-- Data for this exercise follows --

PR #605, opened 2024-11-24
Refactored `attiny_hal` for additive features

innermatrix:
See https://github.com/Rahix/avr-hal/issues/602 for context and overall plan. This PR refactors `attiny_hal` to make conflicting globals optional (but available by default). 

Changes:

* Added `deprecated-globals` feature (on by default)
* Added `<mcu>-no-deprecated-globals` features for all MCU, which can be used to build the crate for multiple MCUs
* Added a module for each supported MCU


tones111:
The issue is a bit old at this point, but perhaps this restructure could be an item in #130 under "Redesign HAL APIs/internals for more flexibility towards supported devices".

innermatrix:
@tones111 Thanks for pointing that out! Yes, this work is very much aligned with that refactor. (There are many other desired / planned improvements that are being tracked by #130, and I am not trying to address those here; specifically, I am not introducing any API changes here, I am just restructuring modules and macros, which I think has organizational value in its own right.)

stappersg:
On Wed, Jan 01, 2025 at 04:28:01AM -0800, Iris Artin wrote:
> Thanks for pointing that out!
> Yes, this work is very much aligned with that refactor.

This issue now has a reference to #623.

innermatrix:

PR #612, opened 2024-12-09
Turn off deprecated globals by default in `attiny_hal`, `atmega_hal`, and `arduino_hal`

innermatrix:
See https://github.com/Rahix/avr-hal/issues/602 for context and overall plan. This PR changes the `deprecated-globals` feature in `attiny_hal`, `atmega_hal`, and `arduino_hal` to off by default (but available as opt-in). This PR is stacked on top of #611; only the last commit is new in this PR. 

Changes:

* Changed `deprecated-globals` to off by default
* Bumped versions to 0.3


innermatrix:

PR #613, opened 2024-12-09
Remove deprecated globals

innermatrix:
See https://github.com/Rahix/avr-hal/issues/602 for context and overall plan. This PR removes the `deprecated-globals` feature from all crates, and updates example code to match. This PR is stacked on top of #612; only the last commit is new in this PR. 

Changes:

* Remove the `deprecated-globals` feature from `attiny_hal`, `atmega_hal`, and `arduino_hal`
* Updated all code examples
* Bumped versions to 0.4


innermatrix:

PR #619, opened 2024-12-31
[avr-hal-generic] remove rustc version check

tones111:
AVR compilation requires a nightly compiler so it's unlikely users are still on a pre-1.59 version (Feb 2022).


stappersg:
image

Make it two separate merge requests and give both commits good commit messages.

tones111:
As requested, I've updated the commit message to more clearly describe the motivation and split the dependent change into #624 (but I think that makes the review more complicated due to GitHub's lack of support for dependent reviews).

Rahix (approved):
Fair enough, I think we no longer need to keep this back-compat code here.  Users of current versions of `avr-hal` will be on more recent compilers I would assume.  If not, we can add it back in when someone complains.

PR #620, opened 2024-12-31
add support for SparkFun Pro Micro 3.3V (8MHz)

### LINKED ISSUE #614: SparkFun Pro Micro assumes 16 MHz clock for both 3.3V and 5V variants
(I am pretty new to the whole Rust ecosystem so please bear with me if I am overlooking something obvious)

The SparkFun Pro Micro, just like the SparkFun Pro Mini has a 3.3V/8MHz and a 5V/16MHz variant. For the Pro Mini, there's two different feature flags (`sparkfun-promini-5v` and `sparkfun-promini-3v3`) which result in different clock speeds in [clock.rs](https://github.com/Rahix/avr-hal/blob/949130a5377b9ec5426b80699e56f3e876b6be41/arduino-hal/src/clock.rs#L25-L31):
```rust
        feature = "sparkfun-promini-5v",
        feature = "trinket-pro",
        feature = "nano168",
    ))]
    pub type DefaultClock = avr_hal_generic::clock::MHz16;
    #[cfg(any(feature = "trinket", feature = "sparkfun-promini-3v3"))]
    pub type DefaultClock = avr_hal_generic::clock::MHz8;
```

In contrast, the `sparkfun-promicro` flag does not differentiate between the two variants and always assumes a 16 MHz clock.
It seems as if both variants are meant to be supported, since [boards.toml](https://github.com/Rahix/avr-hal/blob/949130a5377b9ec5426b80699e56f3e876b6be41/ravedude/src/boards.toml#L159-L165) explicitly mentions both versions:
```toml
[promicro.usb-info]
    port-ids = [
        { vid = 0x1B4F, pid = 0x9205 }, # 5V
        { vid = 0x1B4F, pid = 0x9206 }, # 5V
        { vid = 0x1B4F, pid = 0x9203 }, # 3.3V
        { vid = 0x1B4F, pid = 0x9204 }, # 3.3V
    ]
```
Treating both variants the same seems to be incorrect, the 3.3 V variant has a 8 MHz clock and should be treated differently than the 5V variant (SparkFun boards.txt which mentions this difference [here](https://github.com/sparkfun/Arduino_Boards/blob/96a65e9e0cd4600792a1f5f4cff196e655de5ae8/sparkfun/avr/boards.txt#L107)).

Should both variants be behind different feature flags so they are treated differently?

tones111:
This is an attempt to resolve #614, but I don't have any hardware to run against.  Lets see if the CI tests pass.


stappersg (changes requested):
Short:  reject

Longer:
Make the commit matching `add support for SparkFun Pro Micro 3.3V (8MHz)`. Current is the commit `add support for SparkFun Pro Micro 3.3V (8MHz) and a rename of the existing SparkFun Pro Micro`.

tones111:
I was a bit lazy and didn't rename the examples.  Now that the CI is running I see the failures and will get them fixed.

PR #621, opened 2025-01-01
[arduino-hal] remove embedded-hal-v0 dependency

tones111:


arduino-hal/src/delay.rs
```diff
@@ -11,7 +11,8 @@ pub type Delay = avr_hal_generic::delay::Delay<crate::DefaultClock>;
 /// Busy-loop for the given time.  This function assumes the default clock speed defined by
 /// [`arduino_hal::DefaultClock`][crate::DefaultClock].
 pub fn delay_ms(ms: u16) {
-    Delay::new().delay_ms(ms)
+    // TODO: update signature to match embedded-hal
```
tones111, line 14: I would really like to fix this here, but then this becomes a breaking change and I'm not aware of a good mechanism to identify what code within `avr-hal` will fail to compile as a result.  Manually compiling every example is an inefficient strategy.

Rahix: Just update the PR and see what CI makes of it.  I think that's the most conclusive test for "does this change break anything?".

tones111: I must have forgotten to hide the comment.  I made the change in a second commit and used @stappersg loop method to verify the examples compile.  This PR should be complete.

Rahix (approved):
Looks great, thanks a lot!

PR #616, opened 2024-12-29
Fix doctests in `attiny-hal`

innermatrix:
This PR fixes all existing doctests in `attiny-hal` and adds `cargo test --doc` to CI for `attiny-hal`. Stacked on https://github.com/Rahix/avr-hal/pull/605.

PR #624, opened 2025-01-02
avr-hal-generic: prefer compilation error for unsupported targets

tones111:
The build.rs logic is only used to detect a relatively old compiler version (Feb 2022). Since a nightly build is required to target AVR it's unlikely anyone is benefiting from this check.  By removing it we reduce dependencies and implementation complexity.

### DIFF
--- a/avr-hal-generic/src/delay.rs
+++ b/avr-hal-generic/src/delay.rs
@@ -57,11 +57,6 @@ fn busy_loop(mut c: u16) {
     }
 }
 
-#[cfg(not(target_arch = "avr"))]
-fn busy_loop(_c: u16) {
-    unimplemented!("Implementation is only available for avr targets!")
-}
-
 // Clock-Specific Delay Implementations ----------------------------------- {{{
 impl delay_v0::DelayUs<u16> for Delay<crate::clock::MHz24> {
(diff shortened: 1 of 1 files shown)


tones111:
As requested this commit has been split from #619, however, since it depends on the previous change I've stacked it.  As discussed [here](https://github.com/Rahix/avr-hal/pull/616#issuecomment-2565796887) GitHub doesn't really support splitting dependent changes across multiple reviews.

Rahix:
So far we've tried to keep `avr-hal` building on non-avr targets.  The motivation was mainly to allow running tests on other platforms without having to remove all `avr-hal` dependencies from an application.  Adding a compile-time error would of course break this.

---

On a different note, even if we were to introduce a compile-time error, I do not think that this is the proper way to do it:  The resulting error message is extremely confusing and doesn't hint at the underlying problem at all.  The proper way would be a crate-global cfg'ed `compile_error!()`, similar to this one:

https://github.com/Rahix/avr-hal/blob/3c089795cadbbc7fa83f45958128689fee7ba1e4/mcu/atmega-hal/src/lib.rs#L27-L48

The tricky part is ensuring that such an error also short-circuits all other compiler errors that are caused by the same reason, to ensure clean and easy-to-navigate diagnostics.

-- Data for this exercise concluded --

Work task — The expected reply is a number only, the tally of lines in the data where the word "trinket" is found.

Exercise response — 2